■ **Task requirements**:
Could you write out the data that follows, exactly and in full?

■ **Material shown**:

▬▬▬

PR #324, opened 2017-10-18
Update setup for development with Kitware git setup

blowekamp:


blowekamp:
@bradking @thewtex 

I am starting to update the SetupForDevelopment script to configure for GitHub usage. I have started by updating to what appears to be the latest set of development scripts. This seems fairly straight forward.

I see a couple things missing:
 - Where should git alias be set up? Use to be DevelopmentSetupScripts/SetupGitAliases.sh, these have some useful ones for core developers using the stage repo.
 - Where should custom configuration for hooks go? [this](https://github.com/SimpleITK/SimpleITK/blob/0a162003a73e8252eec1208ff89b1df632771b65/Utilities/DevelopmentSetupScripts/SetupHooks.sh#L59-L72)

The next step will be to create a setup-github script to configure the GitHub upstream, the users repo, and add an additional fetch for pull request.

thewtex:
> Where should git alias be set up? 

I think we should consider `git review-push`.  `git github-push` would follow the current convention, but `review` describes better what the command is intended to do; queue the branch for a code review. And, we will not have change the alias again if we ever had two migrate (knock on wood :deciduous_tree:).

bradking:
Aliases are per-project choices so the script can stay outside of the `GitSetup` directory.  The current `SetupGitAliases.sh` would be fine.

blowekamp:
> I think we should consider git review-push. git github-push would follow the current convention, but review describes better what the command is intended to do; queue the branch for a code review. And, we will not have change the alias again if we ever had two migrate (knock on wood 🌳).

I am not sure that a replacement is needed for `git gerrit-push`. With Github you need to:

1. Commit locally to a branch
1. Push to your GitHub fork 
1. Make a pull request to the `upstream` GitHub repo

As long as we can establish a convention for the different repo name, the workflow should be straight forward for contributors to use git directly, and it should be a very familiar workflow to them ( we just may set up different repo names than the standard [Github workflow ](https://gist.github.com/Chaser324/ce0505fbed06b947d962)).

I am thinking of the following repo names:
 - `origin` - still https://itk.org/SimpleITK.git
 - `upstream` - https://github.com/SimpleITK/SimpeITK.git
 - `github` - https://github.com/yourname/SimpleITK.git

Optional
- `stage` - still https://itk.org/Stage/SimpleITK.git

thewtex:
I think just `upstream` and `origin` remotes will keep us closer to the standard GitHub workflow remotes and keep it simpler.

`git review-push` or `git github-push` would push the branch to the fork, open or update the PR, and spit out the PR URL in the console.

bradking:
If we are fully on github then the `itk.org` repos should not be needed at all.  They will remain only as mirrors.  We shouldn't give them names or encourage their use during development.

Lots of GitHub tutorials suggest forking and *cloning one's own fork*.  That's why the fork gets the name `origin` and a separate `upstream` is needed for the original repo.  I've never liked that approach when the goal is to develop in the upstream repository with the personal forks used only for submitting PRs.  Imagine people start using SimpleITK by cloning the upstream repository.  Then when a bug is found we expect them to fork and clone again to do development?  Instead they should be able to just run `SetupForDevelopment.sh` and get to a state ready for development.

In VTK we have everyone clone from the official repository so `origin` means the same thing for all users and developers.  Then the personal fork gets some other name (`gitlab`) set up by the `SetupForDevelopment.sh` script.

In CMake we don't try to enforce any conventions and just ask people to figure out fork+MR themselves.  There are lots of tutorials out there for people to learn and choose their own preferred combination.

blowekamp:
SimpleITK is still planning on using the `next` branch to fully test the staged topics on the nightly dashboard because comprehensive testing across platforms and languages is too cumbersome for
CI. The additional stability of the master branch if very nice with the system. This necessitates the continues use of the `stage` repository for at least the core developers who merge and integrate topic branches.

> I think just upstream and origin remotes will keep us closer to the standard GitHub workflow remotes and keep it simpler.

This is the Github workflow where:
 - `origin` - is your forked repo i.e. https://github.com/yourname/SimpleITK.git
 - `upstream` - https://github.com/SimpleITK/SimpleITK.git

This is different than what has been traditionally done with ITK development and what I have become a custom to using.... I have always thought of `origin` as the **authoritative** repository. And as bk points out, I usually end up with the `origin` being the authoritative repository I first checkout before I fork it for a contribution.

Many people have figured out how to do pull request with SimpleITK despite not updating the documentation, and just letting contributors figure out how to manage the remote, forks, and pull requests them selves.

Perhaps adding a `review-push` script may hinder the ability for some people to "figure it out". And the lest scripts we have that rely on the "expected" repo layout the better for people to figure it out.

Clearly there are many possibility and more thought and discussion would be useful.

bradking:
The only technical reason to ask developers to use a script to push is for ExternalData support.  That's one reason VTK uses it and CMake doesn't.  ITK uses ExternalData.  Does SimpleITK?

blowekamp:
We do use ExternalData, but SimpleITK never had it integrated with the gerri-push script. A separate script had to be manually run to upload the data. It's has gotten a bit clunky at the data repo have changed, and is in need of an update too.

thewtex:
Yes, `origin` + `github` or `yourname` may be easier to keep consistent with initial clones and check this in `SetupForDevelopment.sh`.

addisonElliott:
Being a newcomer to SimpleITK but accustomed to GitHub rules, my take is that the `upstream` pointing to the SimpleITK repo and `origin` point to the forked repo.

The origin remote is automatically setup by GitHub when you clone your fork and then a script to setup the `upstream` is all that is needed.

I like the idea of having a script to automatically fetch and update your repository with the upstream repo because you have to keep both the `next` and `master` branches in sync preferably. Something like `git upstream-sync` or something similar.

I don't think a command to automatically submit a pull request is necessary. Once you understand the workflow on GitHub, then it's all pretty self explanatory and creating a pull request from the website is easier in my opinion.

Just my two cents as a newcomer

thewtex:
@addisonElliott Thanks for the thoughts. Yes, `origin` and `upstream` are inline with the conventional GitHub workflow.

There are many scientific research software developers that are not familiar with GitHub, so we should make the barrier to entry as low as possible for them and the process well documented.

I think a `review-push` alias that opens a PR is also nice for experienced because it cuts the steps in half (you don't have to manually open a PR).

Thinking through the steps required for a new contributor to submit a patch, they would:

1. Sign up on GitHub
2. Fork the repository
3. Clone the fork
4. `cd SimpleITK`
5. `./Utilities/SetupForDevelopment.sh`
6. `git checkout -b my-topic`
7. `git review-push`

`SetupForDevelopment.sh` could do a sanity check that the `origin` remote is not *github.com/SimpleITK/SimpleITK*.

addisonElliott:
@thewtex I see your point. The thing about git aliases is you can add them and choose not to use them. So, if the person wants to use the alias, then it can be available but if I prefer to submit a PR via Github website, then I can do that as well.

In addition, I was testing a pull request and noticed that it can be a little difficult to checkout the pull request. This is how I did it according to this [article](https://github.com/TeamPorcupine/ProjectPorcupine/wiki/How-to-Test-a-Pull-Request)
```
git fetch upstream pull/<id>/head:<branch>
git checkout <branch>
```

To make things easier, this could be done with a Git alias such that you can say `git pr <id>` and it will get and check it out. The article I posted provides code for making that alias as well. Thoughts?

thewtex:
@addisonElliott Yes, the `git pr` alias looks very convenient, too!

▬▬▬

■ **Problem solution**:
PR #324, opened 2017-10-18
Update setup for development with Kitware git setup

blowekamp:


blowekamp:
@bradking @thewtex 

I am starting to update the SetupForDevelopment script to configure for GitHub usage. I have started by updating to what appears to be the latest set of development scripts. This seems fairly straight forward.

I see a couple things missing:
 - Where should git alias be set up? Use to be DevelopmentSetupScripts/SetupGitAliases.sh, these have some useful ones for core developers using the stage repo.
 - Where should custom configuration for hooks go? [this](https://github.com/SimpleITK/SimpleITK/blob/0a162003a73e8252eec1208ff89b1df632771b65/Utilities/DevelopmentSetupScripts/SetupHooks.sh#L59-L72)

The next step will be to create a setup-github script to configure the GitHub upstream, the users repo, and add an additional fetch for pull request.

thewtex:
> Where should git alias be set up? 

I think we should consider `git review-push`.  `git github-push` would follow the current convention, but `review` describes better what the command is intended to do; queue the branch for a code review. And, we will not have change the alias again if we ever had two migrate (knock on wood :deciduous_tree:).

bradking:
Aliases are per-project choices so the script can stay outside of the `GitSetup` directory.  The current `SetupGitAliases.sh` would be fine.

blowekamp:
> I think we should consider git review-push. git github-push would follow the current convention, but review describes better what the command is intended to do; queue the branch for a code review. And, we will not have change the alias again if we ever had two migrate (knock on wood 🌳).

I am not sure that a replacement is needed for `git gerrit-push`. With Github you need to:

1. Commit locally to a branch
1. Push to your GitHub fork 
1. Make a pull request to the `upstream` GitHub repo

As long as we can establish a convention for the different repo name, the workflow should be straight forward for contributors to use git directly, and it should be a very familiar workflow to them ( we just may set up different repo names than the standard [Github workflow ](https://gist.github.com/Chaser324/ce0505fbed06b947d962)).

I am thinking of the following repo names:
 - `origin` - still https://itk.org/SimpleITK.git
 - `upstream` - https://github.com/SimpleITK/SimpeITK.git
 - `github` - https://github.com/yourname/SimpleITK.git

Optional
- `stage` - still https://itk.org/Stage/SimpleITK.git

thewtex:
I think just `upstream` and `origin` remotes will keep us closer to the standard GitHub workflow remotes and keep it simpler.

`git review-push` or `git github-push` would push the branch to the fork, open or update the PR, and spit out the PR URL in the console.

bradking:
If we are fully on github then the `itk.org` repos should not be needed at all.  They will remain only as mirrors.  We shouldn't give them names or encourage their use during development.

Lots of GitHub tutorials suggest forking and *cloning one's own fork*.  That's why the fork gets the name `origin` and a separate `upstream` is needed for the original repo.  I've never liked that approach when the goal is to develop in the upstream repository with the personal forks used only for submitting PRs.  Imagine people start using SimpleITK by cloning the upstream repository.  Then when a bug is found we expect them to fork and clone again to do development?  Instead they should be able to just run `SetupForDevelopment.sh` and get to a state ready for development.

In VTK we have everyone clone from the official repository so `origin` means the same thing for all users and developers.  Then the personal fork gets some other name (`gitlab`) set up by the `SetupForDevelopment.sh` script.

In CMake we don't try to enforce any conventions and just ask people to figure out fork+MR themselves.  There are lots of tutorials out there for people to learn and choose their own preferred combination.

blowekamp:
SimpleITK is still planning on using the `next` branch to fully test the staged topics on the nightly dashboard because comprehensive testing across platforms and languages is too cumbersome for
CI. The additional stability of the master branch if very nice with the system. This necessitates the continues use of the `stage` repository for at least the core developers who merge and integrate topic branches.

> I think just upstream and origin remotes will keep us closer to the standard GitHub workflow remotes and keep it simpler.

This is the Github workflow where:
 - `origin` - is your forked repo i.e. https://github.com/yourname/SimpleITK.git
 - `upstream` - https://github.com/SimpleITK/SimpleITK.git

This is different than what has been traditionally done with ITK development and what I have become a custom to using.... I have always thought of `origin` as the **authoritative** repository. And as bk points out, I usually end up with the `origin` being the authoritative repository I first checkout before I fork it for a contribution.

Many people have figured out how to do pull request with SimpleITK despite not updating the documentation, and just letting contributors figure out how to manage the remote, forks, and pull requests them selves.

Perhaps adding a `review-push` script may hinder the ability for some people to "figure it out". And the lest scripts we have that rely on the "expected" repo layout the better for people to figure it out.

Clearly there are many possibility and more thought and discussion would be useful.

bradking:
The only technical reason to ask developers to use a script to push is for ExternalData support.  That's one reason VTK uses it and CMake doesn't.  ITK uses ExternalData.  Does SimpleITK?

blowekamp:
We do use ExternalData, but SimpleITK never had it integrated with the gerri-push script. A separate script had to be manually run to upload the data. It's has gotten a bit clunky at the data repo have changed, and is in need of an update too.

thewtex:
Yes, `origin` + `github` or `yourname` may be easier to keep consistent with initial clones and check this in `SetupForDevelopment.sh`.

addisonElliott:
Being a newcomer to SimpleITK but accustomed to GitHub rules, my take is that the `upstream` pointing to the SimpleITK repo and `origin` point to the forked repo.

The origin remote is automatically setup by GitHub when you clone your fork and then a script to setup the `upstream` is all that is needed.

I like the idea of having a script to automatically fetch and update your repository with the upstream repo because you have to keep both the `next` and `master` branches in sync preferably. Something like `git upstream-sync` or something similar.

I don't think a command to automatically submit a pull request is necessary. Once you understand the workflow on GitHub, then it's all pretty self explanatory and creating a pull request from the website is easier in my opinion.

Just my two cents as a newcomer

thewtex:
@addisonElliott Thanks for the thoughts. Yes, `origin` and `upstream` are inline with the conventional GitHub workflow.

There are many scientific research software developers that are not familiar with GitHub, so we should make the barrier to entry as low as possible for them and the process well documented.

I think a `review-push` alias that opens a PR is also nice for experienced because it cuts the steps in half (you don't have to manually open a PR).

Thinking through the steps required for a new contributor to submit a patch, they would:

1. Sign up on GitHub
2. Fork the repository
3. Clone the fork
4. `cd SimpleITK`
5. `./Utilities/SetupForDevelopment.sh`
6. `git checkout -b my-topic`
7. `git review-push`

`SetupForDevelopment.sh` could do a sanity check that the `origin` remote is not *github.com/SimpleITK/SimpleITK*.

addisonElliott:
@thewtex I see your point. The thing about git aliases is you can add them and choose not to use them. So, if the person wants to use the alias, then it can be available but if I prefer to submit a PR via Github website, then I can do that as well.

In addition, I was testing a pull request and noticed that it can be a little difficult to checkout the pull request. This is how I did it according to this [article](https://github.com/TeamPorcupine/ProjectPorcupine/wiki/How-to-Test-a-Pull-Request)
```
git fetch upstream pull/<id>/head:<branch>
git checkout <branch>
```

To make things easier, this could be done with a Git alias such that you can say `git pr <id>` and it will get and check it out. The article I posted provides code for making that alias as well. Thoughts?

thewtex:
@addisonElliott Yes, the `git pr` alias looks very convenient, too!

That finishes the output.